**Work instruction**. Please reproduce every entry, keeping each one exact.
+ + + + + + +
PR #2450, opened 2024-06-27
Extract all fields from filter:includeRegex and filter:excludeRegex …

hlgp:
…when an index-only field is present

Correct RegexFunctionVisitor incorrectly calling index-only fields non-event fields 
Correctly apply De Morgan's law with ANDed exclusions

### DIFF
--- a/warehouse/query-core/src/test/java/datawave/query/CompositeFunctionsTest.java
+++ b/warehouse/query-core/src/test/java/datawave/query/CompositeFunctionsTest.java
@@ -783,6 +783,22 @@ public abstract class CompositeFunctionsTest {
     }
 
     @Test
+    public void test() throws Exception {
+        eventQueryLogic.setParser(new LuceneToJexlQueryParser());
+        Map<String,String> extraParameters = new HashMap<>();
+        // @formatter:off
+        String[] queryStrings = {
+                "UUID:SOPRANO AND #INCLUDE(LOCATION || POSIZIONE || NAME, 'newjersey')"
+        };
+        @SuppressWarnings("unchecked")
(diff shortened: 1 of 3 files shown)


warehouse/query-core/src/test/java/datawave/query/CompositeFunctionsTest.java
```diff
@@ -782,6 +782,22 @@ public void testFilterFunctionsInvalidatedByIndexOnlyFields() throws ParseExcept
         }
     }
 
+    @Test
+    public void test() throws Exception {
```
apmoriarty: rename to something like test index only rewrite. using the 'plan' end point would allow you to verify the rewritten filter function.

warehouse/query-core/src/test/java/datawave/query/jexl/visitors/RegexFunctionVisitorTest.java
```diff
@@ -186,6 +186,13 @@ public void testDoubleEndedWildCard2() throws ParseException {
         assertVisitorResult(query, query, indexOnlyFields);
     }
 
+    @Test
+    public void testMultiFieldDoubleEndedWildCard() throws ParseException {
```
apmoriarty, line 190: add a comment explaining why multi fielded filter functions with an index only field are okay given the presence of a double ended wildcards?

hlgp: This functionality has not changed, it simply wasn't covered before.

apmoriarty (approved):

ivakegg (approved):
+ + + + + + +
**Response box**.
PR #2450, opened 2024-06-27
Extract all fields from filter:includeRegex and filter:excludeRegex …

hlgp:
…when an index-only field is present

Correct RegexFunctionVisitor incorrectly calling index-only fields non-event fields 
Correctly apply De Morgan's law with ANDed exclusions

### DIFF
--- a/warehouse/query-core/src/test/java/datawave/query/CompositeFunctionsTest.java
+++ b/warehouse/query-core/src/test/java/datawave/query/CompositeFunctionsTest.java
@@ -783,6 +783,22 @@ public abstract class CompositeFunctionsTest {
     }
 
     @Test
+    public void test() throws Exception {
+        eventQueryLogic.setParser(new LuceneToJexlQueryParser());
+        Map<String,String> extraParameters = new HashMap<>();
+        // @formatter:off
+        String[] queryStrings = {
+                "UUID:SOPRANO AND #INCLUDE(LOCATION || POSIZIONE || NAME, 'newjersey')"
+        };
+        @SuppressWarnings("unchecked")
(diff shortened: 1 of 3 files shown)


warehouse/query-core/src/test/java/datawave/query/CompositeFunctionsTest.java
```diff
@@ -782,6 +782,22 @@ public void testFilterFunctionsInvalidatedByIndexOnlyFields() throws ParseExcept
         }
     }
 
+    @Test
+    public void test() throws Exception {
```
apmoriarty: rename to something like test index only rewrite. using the 'plan' end point would allow you to verify the rewritten filter function.

warehouse/query-core/src/test/java/datawave/query/jexl/visitors/RegexFunctionVisitorTest.java
```diff
@@ -186,6 +186,13 @@ public void testDoubleEndedWildCard2() throws ParseException {
         assertVisitorResult(query, query, indexOnlyFields);
     }
 
+    @Test
+    public void testMultiFieldDoubleEndedWildCard() throws ParseException {
```
apmoriarty, line 190: add a comment explaining why multi fielded filter functions with an index only field are okay given the presence of a double ended wildcards?

hlgp: This functionality has not changed, it simply wasn't covered before.

apmoriarty (approved):

ivakegg (approved):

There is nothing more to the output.